One of the things we always want to know is how the performance of distributed database systems like Hadapt, Impala, and other SQL layers atop Hadoop as well as new databases like Snowflake and Starburst, perform in the wild. Borgman says there have been “remarkable performance improvements” on many fronts, not the least of which are the Parquet, ORC, and RCFile column-oriented storage formats that have been added to Hadoop and other datastores and databases to speed up SQL access to unstructured data (well, to create semi-structured data from unstructured data, to be more precise). At this point, if you have data stored in a Hadoop data lake in these formats and you run a federated SQL query against it using Trino or Starburst, the performance “is actually pretty close” to what you can get out of Teradata. And you don’t have to do any of that ETL nonsense.

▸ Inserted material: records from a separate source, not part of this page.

PR #1472, opened 2024-08-07
PojoCodec - use both BsonDiscriminator key and value for lookup

rozza:
Previously, only the value of a discriminator was used as the key for discriminator lookups. Now both key and values are used.

Updated the PojoCodecProvider to use a LinkedHashMap to keep the registration order of classes / classModels.

Added an ERROR level log if duplicate BsonDiscriminators are discovered.

JAVA-5566

### DIFF
--- a/bson/src/main/org/bson/codecs/pojo/DiscriminatorLookup.java
+++ b/bson/src/main/org/bson/codecs/pojo/DiscriminatorLookup.java
@@ -17,34 +17,38 @@
 package org.bson.codecs.pojo;
 
 import org.bson.codecs.configuration.CodecConfigurationException;
+import org.bson.diagnostics.Logger;
+import org.bson.diagnostics.Loggers;
 
 import java.util.Map;
+import java.util.Objects;
 import java.util.Set;
 import java.util.concurrent.ConcurrentHashMap;
 
 import static java.lang.String.format;
 
 final class DiscriminatorLookup {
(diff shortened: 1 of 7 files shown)


bson/src/main/org/bson/codecs/pojo/DiscriminatorLookup.java
```diff
@@ -57,7 +61,12 @@ public Class<?> lookup(final String discriminator) {
 
     void addClassModel(final ClassModel<?> classModel) {
         if (classModel.getDiscriminator() != null) {
-            discriminatorClassMap.put(classModel.getDiscriminator(), classModel.getType());
+            Discriminator discriminator = Discriminator.create(classModel);
+            Class<?> cachedClass = discriminatorClassMap.computeIfAbsent(discriminator, (cachedDiscriminator) -> classModel.getType());
+            if (cachedClass != classModel.getType()) {
+                LOGGER.error(format("Duplicate %s registered for both: `%s` and `%s`",
```
rozza, line 67: Opted to not throw an exception as this may be discovered during runtime. 

I'm not 100% sure if throwing an exception would be considered a breaking change. In theory if a user was just writing data then there is potential that the code reading the data could be configured differently (multiple PojoCodecProviders) to allow for conflict free reading. 🤷 

So opted to log an error.

cc @jyemin - any thoughts?

rozza:
Closing as it would be better to link the `BsonDiscriminator` with a relevant class hierarchy.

“There are certainly going to be some workloads where Teradata is going to be faster,” says Borgman. “But again, Teradata controls its own underlying storage and you have to do all that ETL even before you start the query. For a broad array of analytics, federated queries are close enough and that means we are bringing tremendous good value, then.”
We would love to see more benchmarking of real-world scenarios, with the kinds of data, databases, data stores, and SQL queries that large enterprises really do to measure what the benefits of the federated database approach is compared to old-school data warehousing like Teradata or the new school running Snowflake in the cloud.